Un officier supérieur des Forces armées de la République démocratique du Congo (FARDC), considéré comme cerveau moteur du coup d’Etat déjoué en 2023, est passé aux aveux lundi devant la Haute cour militaire, lors de l’audience foraine à la prison militaire de Ndolo, dans le nord de Kinshasa.
« J’ai été contacté par le prévenu Nzanzu qui était venu du Canada. Dans un premier temps, il a été question pour nous de créer une société minière selon les dires de Nzanzu. Le prévenu Nzanzu m’avait ensuite mis au parfum que le Rwanda, par le truchement des multinationales, cherche à renverser le pouvoir de Kinshasa », a déclaré le prévenu colonel Mesmin Kakule.
« C’est ainsi qu’ils nous avaient chargé de monter ce coup d’Etat, en vue de nous installer et avoir ces minerais », a-t-il ajouté.

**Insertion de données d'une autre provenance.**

PR #336, opened 2017-08-29
incr. version range for m2e

cdietrich:

### DIFF
--- a/org.eclipse.xtext.m2e/META-INF/MANIFEST.MF
+++ b/org.eclipse.xtext.m2e/META-INF/MANIFEST.MF
@@ -12,7 +12,7 @@ Require-Bundle: org.eclipse.m2e.core;bundle-version="1.0.0";resolution:=optional
  org.eclipse.xtend.lib,
  org.eclipse.xtext.builder,
  org.eclipse.xtext.ui,
- org.eclipse.m2e.maven.runtime;bundle-version="[1.0.0,1.6.0)";resolution:=optional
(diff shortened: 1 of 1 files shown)


cdietrich:
please review

org.eclipse.xtext.m2e/META-INF/MANIFEST.MF
```diff
@@ -12,7 +12,7 @@ Require-Bundle: org.eclipse.m2e.core;bundle-version="1.0.0";resolution:=optional
  org.eclipse.xtend.lib,
  org.eclipse.xtext.builder,
  org.eclipse.xtext.ui,
- org.eclipse.m2e.maven.runtime;bundle-version="[1.0.0,1.6.0)";resolution:=optional
+ org.eclipse.m2e.maven.runtime;bundle-version="[1.0.0,1.8.0)";resolution:=optional
```
kthoms: Do we need the constraint at all?

cdietrich: no idea

kthoms: I don't think that we need it. It worked with 1.6 and also 1.8. Likely 1.8+ also. From my point of view you could remove it or make an upper bound to 2.0.0.

cdietrich: updated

S’agissant du discours de renversement du pouvoir enregistré dans cet hôtel de Bandalungwa, le prévenu a reconnu les faits en ces termes : « La vidéo a été faite pour servir de preuve à présenter aux partenaires, en vue de leur montrer notre engagement à renverser les institutions du Congo Kinshasa, et c’est bien moi qui ai prononcé ce discours de la prise de pouvoir par le collège des officiers ».
Lors de la précédente audience, consacrée à l’identification du prévenu, ce dernier s’était présenté seul devant la Haute Cour militaire. Cette haute juridiction militaire avait sollicité du barreau de Kinshasa-Gombe la désignation d’un avocat pour l’assister, cependant la réponse n’a pas été positive.
Dans cette cause, 40 prévenus sont jugés pour avoir tenté de renverser les institutions de la République légalement établies. L’hôtel « Prince », appartenant au prévenu Okende, dans la commune de Bandalungwa à Kinshasa, avait servi de cadre non seulement à la réunion des comploteurs, mais aussi à l’enregistrement du discours de prise de pouvoir.
Le colonel Mesmin Kakule est celui qui avait prononcé ce discours déclarant la chute du régime du président Tshisekedi, et la prise de pouvoir par le collège des officiers des FARDC. Le renversement devait avoir lieu dans la nuit du 7 au 8 novembre 2023.
Le parquet militaire avait requis quinze (15) ans de prison à l’encontre de sept officiers, trois et cinq ans de prison pour les autres prévenus lors de l’audience précédente.